Minggu, 12 April 2015

Untuk Hati Kita yang Masih Belepotan



Kebanyakan kita sudah tahu betul bahwa tak ada istilah ‘Pacaran’ dalam Islam. Dan tak sedikit pula yang berkomitmen untuk having no relationship before marriage. Mungkin kita pernah menemui orang (atau malah kita sendiri) yang sangat menjaga interaksi antar lawan jenis, mengerti sekali akan batasan-batasan, pasang muka datar cuek bebek sama siapapun yang mendekat. Mau si A,B, C, D,  atau E yang ngasih sinyal, dengan mudahnya  kita ‘bye’. Namun saat si X yang mendekat ternyata takluk jua. Kalau yang bisa pasang muka santai sedatar-datarnya sama  lawan jenis kecuali sama si ehem itu banyak, tapi kalau yang bisa bersikap begitu sama semua lawan jenis tak terkecuali si ehemnya itu sepertinya masih perlu dipertanyakan. Ada memang, salah satunya si Satoshi di novel Akatsuki :3
Well, having feeling itu memang fitrah manusia, tak ada yang melarang. Namun, sadarkah kita ini sebenarnya juga salah satu bentuk ujian dari-Nya? Kita bisa dengan mudah menjaga hati saat memang tak ada satupun yang singgah. Lalu ketika seseorang itu datang, tembok pertahanan sepertinya mulai goyah. Ada kecenderungan dimana kita ingin ‘stay close with the one’ hingga menambah intensitas interaksi. Jika  dua-duanya sama-sama paham bahwa yang namanya pacaran itu tidak dibenarkan, lalu berkilah atas nama ‘Komitmen’.Padahal dengan komunikasi yang intens seperti itu apa bedanya dengan pacaran. Atau mungkin ini yang namanya HBPYSAPJS (Hubungan Bukan Pacaran Yang Sama Aja Pacaran Juga Sebenarnya).
Rasa cinta memang sebuah pemberian alias karunia dari-Nya, tapi dengan sikap kita yang kurang tepat lantas menjadikan kondisi ini bagaikan menukarkan berkah dengan dosa berlimpah. Takut kehilangan, takut diambil orang, lalu menggenggam erat-erat padahal belum waktunya, padahal diri masih diliputi oleh ketidakberdayaan. Jika pun saat ini dipegang kuat-kuat tak lantas bisa menjamin perasaan kita tetap sama hingga nanti. Ada berapa banyak orang yang akan kita temui dalam beberapa tahun ke depan? Bagaimana kita bisa berani memastikan apa yang dirasa akan tetap sama. Padahal Allah Mahamembolak-balikkan hati. Meskipun langit, bumi, jin, manusia, Monera, Protista bersekongkol untuk menyatukan, jika Allah tak menghendaki maka tak akan terjadi. Begitu pula meskipun saingan berlusin-lusin, terpisahkan samudera hingga bebatuan karang, kalau memang jodoh maka ia akan menemukan jalan pulang, takkan tertukar, takkan direbut orang.

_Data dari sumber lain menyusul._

PR #278, opened 2015-10-01
DynamicMap

philippjfr:
This PR adds the new ``DynamicMap`` class, which allows generating frames on the fly when working with widgets. The ``DynamicMap`` has two operating modes or intervals:

* 'open': In open mode the ScrubberWidget allows the user to request a new frame via the play and next frame buttons. When creating the DynamicMap in open mode the user should supply an iterator that returns a new key and Element when ``next`` is called. This mode allows for streaming data for example from a simulator.

* 'closed': In closed mode the user should define the valid Dimension ranges or values. Using the ``SelectionWidget`` the user may then select any value in the space defined by the Dimensions, allowing much larger parameter spaces with near continuous sampling to be explored.

Both modes already work but there are a few to-do items left:

1. Currently the cache is infinite which means that all frames are buffered both server-side and client-side, there should be options to limit the buffer size and only buffering every n-th frame.
2. ~~Currently nothing communicates a StopIteration to javascript so the scrubber will continue running and expand the slider even when the DynamicMap has run out of new frames.~~


jbednar:
This sounds great!  But it took changes to 17 files to do this?  Ack!

jlstevens:
Ok, I've had a look at this and I have a few notes to make. Firstly, it seems that the updated widgets don't seem to work in IPython 2 which is rather unfortunate.

Secondly, I feel the API could probably be improved further and I've discussed the following improvements together with Philipp:

*  You shouldn't need to specify the interval mode as it can be inferred. Generators always imply open mode.
* We don't see much use for 'both' mode at this time where you have a class that is both a iterator/generator (has a ``next()`` method) and a callabled.
* For a ``Layout`` of ``DynamicMaps`` reflecting the state of an underlying model (e.g a topographica simulation), you don't want each map to call ``next()`` advancing the simulator. In this case, what you want is a callable so that you can specify the interaction number as the argument  but you also want to be in 'open' mode.
* To specify this, any callable where *any* dimension range is the default of ``(None,None)`` will be treated as open mode where the callable is expected to take a single value as input (the iteration number). Then a simulator will know whether to advance the simulation time or not. For closed mode, *all* dimensions need bounded ranges.
*  In this mode, the callable can still return the key together with the element. The key dimension is with reference to this key value and not the implicit counter on the input side.

We also discussed the meaning of dimension ranges in HoloMaps which are currently ignored. We came to the conclusion that the ``soft_range`` and ``range`` together could be used for validation: if you try to add a key outside the bounds specified by the intersection of the ``soft_range`` and ``range``, an exception (``StopIteration``?) is raised. Note that this semantics allows you to use dynamic maps with callables and range ``(None, None)`` by specifying the ``soft_range`` only. This is behavior we need to implement for ``HoloMap`` as well as ``DynamicMap``.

“Lepaskanlah. Maka esok lusa, jika dia adalah cinta sejatimu, dia pasti akan kembali dengan cara mengagumkan. Ada saja takdir hebat yang tercipta untuk kita. Jika dia tidak kembali, maka sederhana jadinya, itu bukan cinta sejatimu.” – Tere Liye

Kita memang tak bisa mengunci hati, menolak rasa yang datang, karena ini adalah pemberian dari-Nya. Tapi kita punya kontrol penuh atas perasaan kita sendiri. Kita punya pilihan apakah ingin tenggelam dalam ketidakberdayaan atau memutuskan untuk memberdayakan ketidakberdayaan tersebut. Lebih baik menyibukkan diri dengan hal-hal yang bermanfaat, mulai berbenah, mengurangi interaksi yang tak perlu agar tak terus menerus menginvestasikan dosa. Terus meng-upgrade diri agar menjadi pribadi yang lebih baik lagi, berusaha memantaskan diri karena Allah, bukan karena makhluk.





Bersyukurlah jika masih diingatkan Allah untuk kembali berbenah, karena kadang logika macet saat orang-orang dirundung cinta. Tak perlu berlebihan, terus bersabar, Allah selalu punya hadiah besar untuk orang-orang yang bersabar. Sekarang mari mulai membersihkan hati kita yang masih belepotan, jangan sampai yang tadinya belepotan malah jadi karatan.